Senior Director, Clinical Research Science
Reporting to our VP, Early Clinical Development, the Senior Director of Clinical Research Science will be a key member of the Development team, supporting the activities associated with the design, execution, and reporting of clinical studies. They will coordinate with the other members of the Development team and be responsible for liaising with the senior leadership team, outside vendors, and external investigators. They will have influence into the overall way that the development team works, and may be responsible, depending on evolving business needs, for leading a team of clinical scientists.
More specifically, the person in this role will:
- Review the scientific data and develop product knowledge to understand and communicate the relevant information for 1 or more clinical studies
- Develop and review various study protocols with minimal guidance including writing, reviewing, adjudication/resolution of cross functional comments, and ensuring a high quality final document
- Contribute to, coordinate, and review regulatory documents, Consent Forms (ICF), and other relevant materials
- Provide regular updates on the progress of the clinical research to the broader Development team, senior leadership team, and other relevant functions
- Regularly review the information to check safety procedures, efficiency, and the lab data accuracy and correctness
- Prepare and present the reports and presentations on the various findings of the clinical research
- Collaborate with all study team members including Clinical, Clinical Operations, Drug Safety, Regulatory Affairs and CRO / external vendors
- Review and validate clinical study reports (CSRs) with a thorough understanding of the connection between the data and the CSR
- Contribute to abstracts and publications that evolve from clinical trial data
- Provide input into the appropriate resourcing and ways of working that promote “flawless execution” of complex trials undertaken with CROs
- Grow and lead, as business needs evolve, a team of clinical scientists who are directly tasked with the design, execution, and reporting of clinical trials
These Qualifications Will Make This Role Successful
- Bachelor’s degree in life science or health-related field with an advanced degree such as a Masters, PharmD, PhD in biological / pharmaceutical science, or MD)
- Experience across multiple therapeutic areas, including oncology and/or immunology/inflammation (preferred)
- Experience working with and proactively seeking input from a cross-functional development team through the design, execution, and reporting of clinical trials
- Experience leading/mentoring clinical scientists is desirable
- Proficient knowledge and skills to support program specific data review, trend identification, data interpretation
- Proficient in Medical Terminology and medical writing skills
- Knowledge on ICH, GCP, and other relevant regulatory guidelines
- Proven ability to analyze clinical information succinctly and efficiently with strong written communication – especially as it relates to developing clinical protocols, assessing the quality of data, and presenting trial results
- Excellent interpersonal and decision-making skills with demonstration of innovation, drive, energy and enthusiasm to deliver key objectives in a timely manner.

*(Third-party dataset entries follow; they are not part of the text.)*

PR #85, opened 2017-07-02
Installation instruction for gsutil

Amet13:


msarahan:
Sorry, this seems dedicated to your purpose more than it is a helpful example of how to use constructor.  I think this might be better suited as a blog post, combined with package uploads to anaconda.org as necessary.

PR #94, opened 2017-07-15
pass through verbose option to makensis

megies:
We're currently debugging a problem with nsis (building installers in appveyor) and our problem is that the verbosity CL-option is not passed through to `makensis` which is always running on low verbosity.. I think verbosity should definitly also be set for `makensis`.


msarahan:
Thanks @megies, merging.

- Ability to navigate, problem-solve, execute, and lead in a dynamic, fast-paced and evolving environment
- An outstanding track record of strong communication, presentation, analytic and strategic capabilities and ability to effectively collaborate with medical experts
A Snapshot of Nimbus
At Nimbus, we design breakthrough medicines. Utilizing our powerful structure-based drug discovery engine, we create potent and selective small molecule compounds targeting proteins that are known to be fundamental drivers of pathology in highly prevalent human diseases and which have proven difficult for other drug makers to tackle. With a decade-plus track record of success, we’ve built a world-class team in both computationally driven drug discovery and early clinical development while continuing to move the needle for patients.
Nimbus is a close-knit company (our employees are Nimbi, if you are curious!) that values a fast-paced, entrepreneurial, intellectual-stimulating, and collaborative environment. We live by our Core Values: Integrity, a Passion for Excellence, Teamwork, and Authentic Communication and strive to build a community where we bring out the best in each other professionally and personally.
Founded in 2009, Nimbus is a private, growing biotechnology company headquartered in Cambridge, Massachusetts. Learn more about us by going to www.nimbustx.com
Join Nimbus. We are making a difference and you can too.
Nimbus is an equal opportunity employer. We do not discriminate on the basis of race, color, gender, gender identity, sexual orientation, age, religion, national or ethnic origin, disability, protected veteran status or any other basis protected by applicable law. Nimbus does not accept unsolicited resumes from any source other than directly from candidates.